Stored items:

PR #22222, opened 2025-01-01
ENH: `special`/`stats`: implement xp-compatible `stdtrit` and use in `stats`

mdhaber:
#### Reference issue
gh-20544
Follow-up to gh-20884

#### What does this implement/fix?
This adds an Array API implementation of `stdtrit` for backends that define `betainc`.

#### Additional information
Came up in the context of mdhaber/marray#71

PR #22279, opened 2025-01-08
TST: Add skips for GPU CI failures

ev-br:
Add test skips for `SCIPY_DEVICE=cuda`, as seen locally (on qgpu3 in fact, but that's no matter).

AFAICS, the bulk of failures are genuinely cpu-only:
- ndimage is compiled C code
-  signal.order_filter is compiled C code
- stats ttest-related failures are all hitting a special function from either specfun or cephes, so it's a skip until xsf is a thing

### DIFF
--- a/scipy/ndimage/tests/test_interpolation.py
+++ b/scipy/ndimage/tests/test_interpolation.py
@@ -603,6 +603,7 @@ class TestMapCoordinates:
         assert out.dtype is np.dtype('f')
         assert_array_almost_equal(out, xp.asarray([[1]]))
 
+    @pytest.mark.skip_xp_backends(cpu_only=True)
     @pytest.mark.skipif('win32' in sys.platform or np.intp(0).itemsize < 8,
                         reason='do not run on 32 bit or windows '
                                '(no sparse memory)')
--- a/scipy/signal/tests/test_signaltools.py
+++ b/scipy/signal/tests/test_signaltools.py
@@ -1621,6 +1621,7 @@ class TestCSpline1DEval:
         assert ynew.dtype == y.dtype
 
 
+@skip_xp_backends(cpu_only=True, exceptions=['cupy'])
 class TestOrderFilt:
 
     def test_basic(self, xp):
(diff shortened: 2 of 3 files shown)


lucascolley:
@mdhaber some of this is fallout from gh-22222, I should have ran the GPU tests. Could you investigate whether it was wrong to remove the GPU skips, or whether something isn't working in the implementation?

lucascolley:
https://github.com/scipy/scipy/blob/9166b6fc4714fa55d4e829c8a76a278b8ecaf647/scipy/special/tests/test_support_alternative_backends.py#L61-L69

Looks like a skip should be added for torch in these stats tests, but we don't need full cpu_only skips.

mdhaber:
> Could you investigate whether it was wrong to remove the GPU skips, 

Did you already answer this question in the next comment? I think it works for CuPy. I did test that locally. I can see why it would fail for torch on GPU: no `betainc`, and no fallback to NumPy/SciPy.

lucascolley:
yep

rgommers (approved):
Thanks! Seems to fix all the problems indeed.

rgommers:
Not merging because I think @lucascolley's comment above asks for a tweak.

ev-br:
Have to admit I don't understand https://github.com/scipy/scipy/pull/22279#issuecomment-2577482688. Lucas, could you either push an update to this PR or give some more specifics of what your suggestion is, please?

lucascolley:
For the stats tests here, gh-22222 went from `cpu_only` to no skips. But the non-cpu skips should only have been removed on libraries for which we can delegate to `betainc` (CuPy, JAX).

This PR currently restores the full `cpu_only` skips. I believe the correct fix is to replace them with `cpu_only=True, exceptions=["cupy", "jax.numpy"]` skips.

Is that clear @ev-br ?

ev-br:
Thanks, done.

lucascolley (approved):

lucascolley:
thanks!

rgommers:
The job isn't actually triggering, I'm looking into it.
* * *
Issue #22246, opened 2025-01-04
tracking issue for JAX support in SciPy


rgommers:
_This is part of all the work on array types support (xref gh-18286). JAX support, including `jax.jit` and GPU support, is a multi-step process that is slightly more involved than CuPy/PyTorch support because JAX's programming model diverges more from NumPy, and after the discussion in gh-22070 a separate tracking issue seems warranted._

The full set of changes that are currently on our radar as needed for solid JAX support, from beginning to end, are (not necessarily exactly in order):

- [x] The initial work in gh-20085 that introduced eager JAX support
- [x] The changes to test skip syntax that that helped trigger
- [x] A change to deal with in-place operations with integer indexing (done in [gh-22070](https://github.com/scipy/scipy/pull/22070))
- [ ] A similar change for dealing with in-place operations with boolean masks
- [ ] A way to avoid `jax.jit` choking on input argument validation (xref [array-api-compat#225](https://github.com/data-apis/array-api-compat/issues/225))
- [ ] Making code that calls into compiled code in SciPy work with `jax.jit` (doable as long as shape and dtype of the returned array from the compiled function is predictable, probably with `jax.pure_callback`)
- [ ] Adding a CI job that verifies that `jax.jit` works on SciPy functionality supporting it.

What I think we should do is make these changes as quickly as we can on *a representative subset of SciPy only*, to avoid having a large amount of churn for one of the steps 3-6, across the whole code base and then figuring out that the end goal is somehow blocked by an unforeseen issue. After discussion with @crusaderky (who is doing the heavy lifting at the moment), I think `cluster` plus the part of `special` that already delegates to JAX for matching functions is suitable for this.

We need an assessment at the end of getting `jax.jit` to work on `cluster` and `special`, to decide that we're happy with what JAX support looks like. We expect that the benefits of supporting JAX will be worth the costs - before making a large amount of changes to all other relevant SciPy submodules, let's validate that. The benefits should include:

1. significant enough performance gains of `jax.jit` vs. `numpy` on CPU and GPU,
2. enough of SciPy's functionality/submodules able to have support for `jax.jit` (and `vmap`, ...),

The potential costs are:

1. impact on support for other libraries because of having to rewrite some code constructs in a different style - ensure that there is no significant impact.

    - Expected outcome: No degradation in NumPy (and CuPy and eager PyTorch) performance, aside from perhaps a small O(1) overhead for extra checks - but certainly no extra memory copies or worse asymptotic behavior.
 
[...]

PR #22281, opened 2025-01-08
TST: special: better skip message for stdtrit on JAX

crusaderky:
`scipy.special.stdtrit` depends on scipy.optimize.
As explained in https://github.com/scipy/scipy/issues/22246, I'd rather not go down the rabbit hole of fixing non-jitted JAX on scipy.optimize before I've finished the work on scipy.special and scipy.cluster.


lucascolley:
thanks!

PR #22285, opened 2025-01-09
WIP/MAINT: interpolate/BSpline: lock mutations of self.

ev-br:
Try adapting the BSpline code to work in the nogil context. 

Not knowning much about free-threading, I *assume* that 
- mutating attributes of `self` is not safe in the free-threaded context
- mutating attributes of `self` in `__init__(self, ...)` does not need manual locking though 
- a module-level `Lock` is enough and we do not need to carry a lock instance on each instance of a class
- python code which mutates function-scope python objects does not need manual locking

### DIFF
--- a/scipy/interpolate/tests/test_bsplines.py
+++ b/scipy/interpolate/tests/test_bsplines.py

▶ **Exercise**:
Wherever the line holding "2. enough of" falls in the entries above, copy exactly from it through the line holding "depends on scipy.optimize.", inclusive, and add nothing.

▶ **Exercise result**:
2. enough of SciPy's functionality/submodules able to have support for `jax.jit` (and `vmap`, ...),

The potential costs are:

1. impact on support for other libraries because of having to rewrite some code constructs in a different style - ensure that there is no significant impact.

    - Expected outcome: No degradation in NumPy (and CuPy and eager PyTorch) performance, aside from perhaps a small O(1) overhead for extra checks - but certainly no extra memory copies or worse asymptotic behavior.
 
[...]

PR #22281, opened 2025-01-08
TST: special: better skip message for stdtrit on JAX

crusaderky:
`scipy.special.stdtrit` depends on scipy.optimize.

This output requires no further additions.